##### Recorded information

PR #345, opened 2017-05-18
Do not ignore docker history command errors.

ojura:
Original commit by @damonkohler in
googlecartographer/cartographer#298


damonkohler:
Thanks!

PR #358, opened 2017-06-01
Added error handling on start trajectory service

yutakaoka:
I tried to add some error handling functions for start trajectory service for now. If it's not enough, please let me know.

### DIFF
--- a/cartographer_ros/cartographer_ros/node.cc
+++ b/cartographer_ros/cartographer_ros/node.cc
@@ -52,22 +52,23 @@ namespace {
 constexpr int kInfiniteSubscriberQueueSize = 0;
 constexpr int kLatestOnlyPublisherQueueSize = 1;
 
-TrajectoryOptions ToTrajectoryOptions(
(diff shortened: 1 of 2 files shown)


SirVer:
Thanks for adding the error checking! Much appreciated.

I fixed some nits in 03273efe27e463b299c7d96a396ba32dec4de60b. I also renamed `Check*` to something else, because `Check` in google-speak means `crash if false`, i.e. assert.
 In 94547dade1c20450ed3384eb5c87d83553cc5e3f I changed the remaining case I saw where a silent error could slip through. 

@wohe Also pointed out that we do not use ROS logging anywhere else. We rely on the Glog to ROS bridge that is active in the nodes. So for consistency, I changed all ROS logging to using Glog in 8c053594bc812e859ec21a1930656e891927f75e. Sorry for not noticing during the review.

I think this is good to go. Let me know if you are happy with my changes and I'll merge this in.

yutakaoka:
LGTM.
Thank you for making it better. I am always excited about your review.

##########

Work item: Could you show every line of the listing that holds the string "handling"?

Exercise answer:
Added error handling on start trajectory service
I tried to add some error handling functions for start trajectory service for now. If it's not enough, please let me know.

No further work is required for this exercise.